(TASK REQUIREMENTS):
Return only the lines from the one containing "return call's tetraplet." to the end of the entries below, exactly as written, both ends included.

(DATA EXCERPTS):
PR #396, opened 2022-11-28
feat(testing-framework): tetraplet behavior

monoid:
Add `behavior=tetraplet` for testing framework annotation to return call's tetraplet.

### DIFF
--- a/crates/testing-framework/src/services/results.rs
+++ b/crates/testing-framework/src/services/results.rs
@@ -19,7 +19,7 @@ use crate::asserts::ServiceDefinition;
 
 use air_test_utils::CallRequestParams;
 
-use std::{cell::RefCell, collections::HashMap, rc::Rc, time::Duration};
+use std::{cell::RefCell, collections::HashMap, rc::Rc};
 
 #[derive(Clone, Debug, Default, PartialEq, Eq)]
 pub(crate) struct ResultStore {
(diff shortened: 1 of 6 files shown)


crates/testing-framework/src/services/results.rs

(RESPONSE TO THE TASK):
Add `behavior=tetraplet` for testing framework annotation to return call's tetraplet.

### DIFF
--- a/crates/testing-framework/src/services/results.rs
+++ b/crates/testing-framework/src/services/results.rs
@@ -19,7 +19,7 @@ use crate::asserts::ServiceDefinition;
 
 use air_test_utils::CallRequestParams;
 
-use std::{cell::RefCell, collections::HashMap, rc::Rc, time::Duration};
+use std::{cell::RefCell, collections::HashMap, rc::Rc};
 
 #[derive(Clone, Debug, Default, PartialEq, Eq)]
 pub(crate) struct ResultStore {
(diff shortened: 1 of 6 files shown)


crates/testing-framework/src/services/results.rs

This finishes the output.